We have seen that we are able to predict the load of the fileserver knowing only the number of jobs in the submission and the size of the file to write.
In the case of CiGri we do not know the size of the file at the time of the campaign submission.
However, we can measure it during the first executions.
As we are using a NFS server, we have access to some data of the NFS client.
In particular there is a small sensor hidden that counts the number of Mb of data written from the NFS client since the last reboot:
quentin $ cat /proc/net/rpc/nfs
net 0 0 0 0
rpc 1424 0 1424
proc3 22 0 619 5 102 77 10 11 2 1 0 0 0 0 0 1 0 0 55 6 16 8 0
proc4 60 0 0 342 21 21 0 0 0 21 0 3 0 0 0 0 0 0 22 34 3 1 1 0 0 0 0 2 0 0 2 5 0 0 0 0 0 0 0 1 1 0 0 0 1 0 0 0 0 1 0 0 0 0 0 0 0 0 0 0 0
We can then extract this counter before and after the execution of the CiGri jobs and measure the size of the file written and the global execution of the job as well:
count_Mb_before="$(cat /proc/net/rpc/nfs | grep proc4 | cut -f 5 -d ' ')"
start_time="$(date +%s.%N)"
# execute CiGri job
end_time="$(date +%s.%N)"
count_Mb_after="$(cat /proc/net/rpc/nfs | grep proc4 | cut -f 5 -d ' ')"Our relation will then look something like:
\[ load(t_{n + 1}) = \alpha \times load(t_n) + \beta \times sub\_size(t_{n - d}) \]
where \(d\) is the delay, i.e. the execution time of the job in CiGri cycles.
One issue to investigate is that the load is defined recursively as follows:
\[ load(t_{n + 1}) = load(t_n) e ^{-T} + N_n \left(1 - e^{-T}\right) \]
At first sight, this recursion in the defintion might pose a problem for identifying the coefficients \(\alpha\) and \(\beta\) and thus design the controller.

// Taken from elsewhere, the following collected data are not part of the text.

PR #2502, opened 2023-03-10
Node/acct minor fixes

bruce-riley:
This PR addresses several small issues that were noticed while getting the accountant working in log-only mode. Some of them are not really related to accountant, but hopefully no one objects to them being included here.

Here's what's included:

- The accountant should not block reobservations off pending transfers when in log only mode.
- Increase the accountant audit interval to be greater than the reobservation window, since reobservations more often than that don't go through anyway.
- We are seeing reobservation requests that the accountant makes on polygon failing, and it would be helpful if the error message included the txHash.
- An unnecessary log message got committed in node.go. (This is the one thing that really is not related to the accountant!)

### DIFF
--- a/node/pkg/accountant/accountant.go
+++ b/node/pkg/accountant/accountant.go
@@ -240,11 +240,12 @@ func (acct *Accountant) SubmitObservation(msg *common.MessagePublication) (bool,
 				zap.String("msgID", msgId),
 				zap.String("oldDigest", oldEntry.digest),
 				zap.String("newDigest", digest),
+				zap.Bool("enforcing", acct.enforceFlag),
 			)
 		} else {
-			acct.logger.Info("acct: blocking transfer because it is already outstanding", zap.String("msgID", msgId))
+			acct.logger.Info("acct: blocking transfer because it is already outstanding", zap.String("msgID", msgId), zap.Bool("enforcing", acct.enforceFlag))
 		}
-		return false, nil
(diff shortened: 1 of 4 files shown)


node/pkg/accountant/accountant.go
```diff
@@ -240,11 +240,12 @@ func (acct *Accountant) SubmitObservation(msg *common.MessagePublication) (bool,
...
 				zap.String("oldDigest", oldEntry.digest),
 				zap.String("newDigest", digest),
+				zap.Bool("enforcing", acct.enforceFlag),
 			)
 		} else {
-			acct.logger.Info("acct: blocking transfer because it is already outstanding", zap.String("msgID", msgId))
+			acct.logger.Info("acct: blocking transfer because it is already outstanding", zap.String("msgID", msgId), zap.Bool("enforcing", acct.enforceFlag))
 		}
-		return false, nil
+		return !acct.enforceFlag, nil
```
panoel, line 248: Does the comment on line 235 need to change, since this is not a blanket false and depends on the enforceFlag?

panoel (approved):

jynnantonix (approved):

hendrikhofstadt (dismissed):

hendrikhofstadt (approved):

panoel (approved):

evan-gray (approved):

It seems fair to assume that the NFS works in the following way:
it takes a request from the queue
executes it
and takes some time to prepare the next request
The time to execute the request is (slightly) variable based on the size of the file to write.
But the idle time between request should be somewhat constant or maybe depends on the file size as well ?
model_idle_nfs_time <- lm(data = df_nfs, mean_idle_time ~ file_size)
summary(model_idle_nfs_time)##
## Call:
## lm(formula = mean_idle_time ~ file_size, data = df_nfs)
##
## Residuals:
## Min 1Q Median 3Q Max
## -0.011895 -0.008571 -0.005117 0.003454 0.022129
##
## Coefficients:
## Estimate Std. Error t value Pr(>|t|)
## (Intercept) 0.0132849 0.0059030 2.251 0.0372 *
## file_size 0.0613062 0.0001255 488.508 <2e-16 ***
## ---
## Signif. codes: 0 '***' 0.001 '**' 0.01 '*' 0.05 '.' 0.1 ' ' 1
##
## Residual standard error: 0.01389 on 18 degrees of freedom
## Multiple R-squared: 0.9999, Adjusted R-squared: 0.9999
## F-statistic: 2.386e+05 on 1 and 18 DF, p-value: < 2.2e-16
It seems like this idle time is a function of the file size…
Investigation to be continued …
We have seen that we are able in the case of CiGri to:
predict the maximum processing time for a request knowing the size of the file and the size of the submission it is part of
predict the load of the fileserver knowing the size of the file and the size of the submission it is part of
predict the maximum processing time for a request knowing the load of the fileserver
We also give a rule a thumb for the relation between the load of the fileserver and the maximum processing time.